Conversely, in frequency matching, the number of matching variables is small compared to the total sample size, so unconditional logistic regression is suitable, as long as the matching variables are included in the model. Treloar and colleagues used frequency matching and unconditional logistic regression for their data analysis. They included age and state of residence as covariates in their model, so their analytic approach appears to be sound.
Future directions
Despite a reliable analytic approach, any case-control study can be subject to bias. Moreover, when cases and controls are chosen from 2 different populations, as was the case in this study, neither matching nor analytic technique can completely make up for the differences between groups. A prospective cohort study within 1 population might theoretically be the next best step, but in fact, such work would be difficult if not impossible to carry out. Endometriosis is thought to develop over a long period, and surgery is required for diagnosis, meaning participants would have to undergo surgery to rule disease in or out. Yet, performing surgery on asymptomatic patients is not feasible.
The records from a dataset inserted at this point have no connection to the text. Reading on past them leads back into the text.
PR #6979, opened 2026-08-12
fix(kernel): report cron shutdown persistence failures

houko:
## Summary
- stop silently discarding the cron scheduler's final persistence error during shutdown
- emit a structured warning with the underlying I/O error while allowing shutdown to continue

## Tests
- `git diff --check`

### DIFF
--- a/crates/librefang-kernel/src/kernel/cron_tick.rs
+++ b/crates/librefang-kernel/src/kernel/cron_tick.rs
@@ -41,8 +41,11 @@ pub(super) async fn run_cron_scheduler_loop(kernel: Arc<LibreFangKernel>) {
     loop {
         interval.tick().await;
         if kernel.agents.supervisor.is_shutting_down() {
-            // Persist on shutdown
-            let _ = kernel.workflows.cron_scheduler.persist();
+            // This is the scheduler's last chance to flush execution state.
+            // Keep shutdown moving, but never hide the durability failure.
+            if let Err(error) = kernel.workflows.cron_scheduler.persist() {
+                warn!(%error, "failed to persist cron scheduler during shutdown");
+            }
             break;
         }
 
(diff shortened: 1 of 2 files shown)


crates/librefang-kernel/src/kernel/cron_tick.rs
```diff
@@ -41,8 +41,11 @@ pub(super) async fn run_cron_scheduler_loop(kernel: Arc<LibreFangKernel>) {
     loop {
         interval.tick().await;
         if kernel.agents.supervisor.is_shutting_down() {
-            // Persist on shutdown
-            let _ = kernel.workflows.cron_scheduler.persist();
+            // This is the scheduler's last chance to flush execution state.
+            // Keep shutdown moving, but never hide the durability failure.
+            if let Err(error) = kernel.workflows.cron_scheduler.persist() {
+                warn!(%error, "failed to persist cron scheduler during shutdown");
```
houko, line 47: Fix logic itself looks correct: `cargo check -p librefang-kernel --lib` and `cargo clippy -p librefang-kernel --all-targets -- -D warnings` are both clean, `%error` works fine since `LibreFangError` derives `thiserror::Error` (Display), and `persist()`'s failure path is already covered by `persist_returns_error_when_data_dir_unwritable` in `cron.rs`.

One gap worth a maintainer call: nothing exercises that `run_cron_scheduler_loop` actually surfaces the failure via `warn!` now instead of swallowing it — which is the whole point of this PR. The existing `#[cfg(test)] mod tests` in this file explicitly notes it only reproduces the lock/CAS pattern structurally and defers full-loop coverage to integration tests, and I don't see an existing integration test that drives the shutdown branch of this loop (`crates/librefang-kernel/tests/` has no cron-shutdown test). `librefang_testing::MockKernelBuilder` (used in `audit_retention_test.rs`) plus the `capture_logs` helper already in `cron.rs` (used for `warn_missed_fires`) look like the right building blocks — force an unwritable cron persist dir, flip the supervisor into shutting-down state, and assert the log line appears — but wiring that up correctly (particularly triggering `is_shutting_down()`) needs someone who knows the supervisor API better than I could verify from the diff alone. Worth adding, or explicitly deferring with a reason, before merge.

---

An alternative approach to studying the relationship between menstrual cycle characteristics and the diagnosis of endometriosis might be a nested case-control study within 1 existing cohort of women. In such a study, cases are chosen based on the diagnosis of interest; endometriosis, in this case. Controls would then be selected randomly from among women who are in the same cohort but have not been diagnosed with endometriosis at the time the 2 groups are selected; possibly, the controls could develop the disease of interest over time. Choosing both sets from the same cohort would ensure that the controls and cases were representative of the same population. Issues such as sample bias and overmatching could be avoided, and use of simpler analytic techniques might be possible.